[Working data — start]

PR #246, opened 2026-09-03
fix(aw): a held socket is not a capture — one rule at every attach point

tudorsss:
## The class

`_server_responding()` was extracted by `#213` *"so the two callers cannot drift"*. The probe did not drift; the **carve-outs around it** did. "Is an external server actually capturing on our port" ended up written at four attach points in `_start_locked` plus the recovery predicate in `restart_if_needed`, and the copies disagreed:

| site | asks `/api/0/info`? | re-latches? | |
|---|---|---|---|
| `:1243` Rosetta attach | yes | yes | correct — this is the reference |
| `:1320` backoff attach (`#230`) | yes | **no** | F-1 |
| `:1354` download-failure attach | **no** | n/a | F-2 |
| `:1373` normal-path attach | **no** | n/a | F-3 |
| `:1702` external-vanished recovery | **no** | n/a | F-4 |

Every defect is one of those copies missing a half the others have, so the fix is one helper — `_external_server_capturing()` — used at all five.

## The four defects

All measured on unmodified `main`.

**F-1 — `#230` clears the capture-dead flag and never re-latches it.** The clear was copied from the Rosetta sibling and the `else` was not, so the clear from a *previous cycle of that same branch* survives into one where nothing is capturing:

```
cycle 1  external server ALIVE   started=True   download_failed=False
cycle 2  external server DEAD    started=False  download_failed=False
```

Control — the Rosetta sibling forty lines up, same probe:

```
cycle 2  external server DEAD    started=False  download_failed=True   <- RE-LATCHES
```

So a device capturing nothing published `tracker_download_failed=False`, which is what the fleet's no-capture alert reads, for up to `DOWNLOAD_RETRY_MAX_INTERVAL` (an hour) per cycle — on exactly the escalated-backoff device `#230` was written for. Pre-`#230` it reported a false capture-*dead*; that traded it for a false all-clear on the same field, which is the worse direction.

**F-2 — `#233` says "the last two sites" and there was a third.**

```
download fails, socket held but dead -> started=True  using_external=True
                                        _server_responding never consulted
```

**F-3 — the widest, and in neither review.** It needs no download failure and no Rosetta. With good binaries on disk, a port held by a process that answers nothing made us defer to it and run our watchers into a server that answers nothing — observably identical to attaching to a healthy shared ActivityWatch:

```
healthy external AW server   started=True  using_external=True  our_components=2  server_asked=False
port held by a DEAD process  started=True  using_external=True  our_components=2  server_asked=False
port free                    started=True  using_external=False our_components=3
```

**F-4 — why F-3 was permanent.** The "external server vanished" recovery keyed on the port being *released*, and a corpse holds it forever:

```
_using_external=True   _port_in_use()=True
recovery condition (_using_external and not _port_in_use) = False   <- WEDGED
```

## Proof of failure

Four defect tests fail pre-fix; six correct-behaviour tests already pass, so the suite isolates the bugs rather than describing the new code.

Mutation matrix — control 10 passed, every mutant collects all 10 (no crash), each mechanism reddens a **distinct** named test:

| mutant | reddens |
|---|---|
| helper stops asking (bare TCP) | 4 — the held-but-dead test at every site |
| F-1 re-latch removed | 1 — `test_flag_re_latches_when_the_external_server_dies` |
| F-4 predicate back to bare port | 1 — `test_recovery_fires_when_the_holder_stops_answering` |
| **helper always refuses** (allowance witness) | 7, incl. all four live-server controls |

That last row is the one that matters for blast radius: a guard like this fails dangerously in *both* directions, and the over-refusal mutant proves users running their own ActivityWatch cannot be silently cut off.

Full suite: **2110 passed, 1 skipped** (baseline 2100 + the 10 added).

## Three existing tests were updated, not weakened

They stub `_port_in_use` and never stubbed `_server_responding`, because a held socket was all the code read. `test_aw_manager_external_selfheal.py` says `# external server healthy` on that very line. They always *meant* a live server; they now say so.

That is the agreement region this whole class lived in — **no fixture could express the difference between a live server and a corpse, so no test could have caught any of these.** The `#230` suite is the sharpest case: every fixture hard-sets `tracker_download_failed = True`, so nothing ever drove that branch twice, which is the only way to see F-1.

## Machine-dependence check

The change makes `_server_responding` reachable from more paths, so I checked whether the suite now depends on whether ActivityWatch happens to be running locally. With the real method made to raise, exactly **one** test reaches it suite-wide — the pre-existing `test_server_responding_is_the_http_ask_wait_for_server_polls`, whose subject it is. This adds no live HTTP call.

## Scope

F-1 and F-2 are **live in v1.5.130**. F-3 and F-4 predate it.

Found while auditing `#217`/`#222`/`#229`/`#230`/`#233`/`#240`/`#241`; F-3 and F-4 were not in either review pass and came out of tracing why F-2's wedge could never self-heal.

https://claude.ai/code/session_01X89WdSQtzR64U7tkAsjxDN

### DIFF
--- a/src/aw_manager.py
+++ b/src/aw_manager.py
@@ -1240,7 +1240,7 @@ class AWManager:
             # is, in fact, running an ARM ActivityWatch which just failed to
             # answer /info within 2s — visible, wrong for one cycle, and it
             # self-corrects on the next probe.
-            if server_already_running and self._server_responding():
+            if self._external_server_capturing():
                 # ...but an external server IS capturing on this port, so this
                 # is not a "capturing nothing" device. Verbatim the rule the
                 # download-failure branch below already applies: attach, log,
@@ -1317,7 +1317,7 @@ class AWManager:
                     self._download_retry_interval,
                 )
                 self._managed_components_unavailable = True
-                if server_already_running and self._server_responding():
+                if self._external_server_capturing():
                     # The comment above says "an attached external server still
                     # captures" and this branch did not carry it out: it left
                     # tracker_download_failed latched and _using_external False,
@@ -1334,7 +1334,18 @@ class AWManager:
                     self._using_external = True
                     self.tracker_download_failed = False
                     return True
-                return server_already_running
+                # RE-LATCH, symmetric with the clear above and with the Rosetta
+                # sibling's `else` forty lines up. #230 copied the clear and not
+                # this, so the clear from a PREVIOUS cycle of this same branch
+                # survived into one where nothing is capturing: the device kept
+                # publishing tracker_download_failed=False while recording
+                # nothing, for up to DOWNLOAD_RETRY_MAX_INTERVAL (an hour) per
+                # cycle, which the fleet's no-capture alert reads as healthy.
+                # Its own tests could not see it -- every fixture hard-set the
+                # flag True, so no test drove this branch twice.
+                self._using_external = False
+                self.tracker_download_failed = True
+                return False
             self._last_download_attempt = now
             logger.info("Tracker components not found, downloading...")
             install_dir = _get_install_dir()
@@ -1351,7 +1362,14 @@ class AWManager:
                     self._download_retry_interval * 2, DOWNLOAD_RETRY_MAX_INTERVAL
                 )
                 self._managed_components_unavailable = True
-                if server_already_running:
+                if self._external_server_capturing():
+                    # Asked, not assumed. This branch read the bare TCP connect
+                    # until #246: a socket held by a process that no longer
+                    # answers /api/0/info reported this device as started and
+                    # attached while it captured nothing. #233 closed this class
+                    # at two sites and its message said "the last two"; this was
+                    # the third.
+                    #
                     # An external server is already capturing on this port, so
                     # this is NOT a "capturing nothing" situation — only our
                     # managed watchers are unavailable. Log it; don't latch the
@@ -1370,13 +1388,27 @@ class AWManager:
                 self._dispatch_download_failure_report()
                 return False
 
-        if server_already_running:
+        if self._external_server_capturing():
             logger.info(
                 f"Tracker server already running on port {self.aw_port}, "
                 "using external instance"
             )
             self._using_external = True
         else:
+            if server_already_running:
+                # Held, but not answering. The widest member of this class and
+                # the only one needing no download failure and no Rosetta: with
+                # perfectly good binaries on disk we deferred to whatever owned
+                # the port, then ran our watchers into a server that answers
+                # nothing. Starting our own is the same thing we do when the
+                # port is free; if the corpse still holds the bind we fail
+                # loudly here instead of reporting a healthy attach.
+                logger.warning(
+                    "Port %s is held by a process that does not answer "
+                    "/api/0/info — starting our own trackers rather than "
+                    "attaching to it",
+                    self.aw_port,
+                )
             logger.info(f"Starting tracker components from {binaries_dir}")
 
             # Start server first
@@ -1699,8 +1731,11 @@ class AWManager:
         # special — otherwise fall through to watcher health/stale recovery,
         # which MUST run in external mode too. Returning early there was why a
         # blind/orphaned bf-idle-tracker never self-healed after an update.
-        if self._using_external and not self._port_in_use():
-            logger.warning("External tracker server no longer running — starting our own")
+        if self._using_external and not self._external_server_capturing():
+            logger.warning(
+                "External tracker server no longer answering /api/0/info — "
+                "starting our own"
+            )
             self._using_external = False
             return self._start_locked()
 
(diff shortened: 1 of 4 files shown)


tudorsss:
## Gate round 1 — a Critical against this branch, from the correctness lens. Fixed in `d2facc1`.

Both review lenses independently landed on the same area, and the correctness lens filed a Critical **against this PR's own fix**. It reproduces. Control reverting only the F-4 predicate, everything else identical:

```
asked /info   rc=False  _using_external=False  watchers=[]   is_managing=False
bare port     rc=True   _using_external=True   watchers=[2]  is_managing=True
```

On a **healthy** shared ActivityWatch that missed two `/api/0/info` answers — a load spike, a wake from sleep, a long AW query — the new predicate dropped external mode, spawned our own server against the port that healthy server still owned, failed to bind, and `_start_locked`'s blanket `self.stop()` cleared every watcher. `is_managing` then reads `False`, so `main.py`'s 60s tick stops calling `restart_if_needed` and nothing re-enters the branch. Permanent, silent, on a machine that was fine — with **both** capture-dead flags reading `False`, which is the exact reassuring-direction failure this branch exists to close.

Strictly worse than the bug it was fixing.

### What changed

1. **F-4 reverted** to the bare port read, with the measurement recorded at the line and a test pinning the deferral so nobody flips it back. Doing it properly needs a debounce (N consecutive non-answers, resetting on any success) — its own change with its own evidence. Its value was recovering a device already attached to a corpse; F-3 stops that state being entered, and an existing one recovers on the next app start.
2. **A failed bind while the port is HELD no longer tears down.** The holder owning the port is evidence *about the holder*, never a reason to destroy working watchers. F-3's own failure path needs this regardless of F-4. It also closes what the design lens raised separately (M-1): that arm was the only member of this class latching no flag at all, so the site this PR calls widest published a reassuring pair on a device capturing nothing.
3. **I-4** — `test_a_held_but_dead_port_does_not_clear_the_flag` now asserts the return as well as the flag. Verified the mutant surviving on `fe98c50` (2110 passed) and killed on `d2facc1`.
4. **Two stale rationales** updated — the Rosetta branch's "Here — and ONLY here", already half-false after `#233` and fully false now. Kept the half still true and specific.

### Matrix after the amendment (control 14 passed, all mutants collect 14)

| mutant | reddens |
|---|---|
| helper stops asking | 3 |
| helper always refuses (allowance) | 6, incl. all live-server controls |
| F-1 re-latch removed | 2 — incl. the previously-surviving return |
| teardown guard removed (the C-1 regression) | 1 |
| teardown guard always fires | 1 — the free-port control |

The last two are the two ends of the new guard, both witnessed.

Suite **2114 passed, 1 skipped** (baseline 2100 + 14). F-1/F-2/F-3 re-verified unchanged after the amendment.

### Deferred, deliberately

- **F-4 with a debounce** — pinned by `TestF4RecoveryStillReadsTheBarePort_Deliberately`.
- **The sixth site** the design lens found at `aw_manager.py:1774` (`reachable = self._port_in_use()` feeding `_is_window_tracker_stale`). Same class, opposite consequence — a corpse manufactures a false *stale* verdict rather than a false all-clear. Pre-existing, outside this PR's declared scope, worth its own change.

tudorsss:
## Gate round 2 refuted round 1's repair. Scope cut in `4dfc290`.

[Working data — finish]

Each line from the top of the material above, through the one that contains "All measured on", should be restated word for word.

Result of this exercise:
PR #246, opened 2026-09-03
fix(aw): a held socket is not a capture — one rule at every attach point

tudorsss:
## The class

`_server_responding()` was extracted by `#213` *"so the two callers cannot drift"*. The probe did not drift; the **carve-outs around it** did. "Is an external server actually capturing on our port" ended up written at four attach points in `_start_locked` plus the recovery predicate in `restart_if_needed`, and the copies disagreed:

| site | asks `/api/0/info`? | re-latches? | |
|---|---|---|---|
| `:1243` Rosetta attach | yes | yes | correct — this is the reference |
| `:1320` backoff attach (`#230`) | yes | **no** | F-1 |
| `:1354` download-failure attach | **no** | n/a | F-2 |
| `:1373` normal-path attach | **no** | n/a | F-3 |
| `:1702` external-vanished recovery | **no** | n/a | F-4 |

Every defect is one of those copies missing a half the others have, so the fix is one helper — `_external_server_capturing()` — used at all five.

## The four defects

All measured on unmodified `main`.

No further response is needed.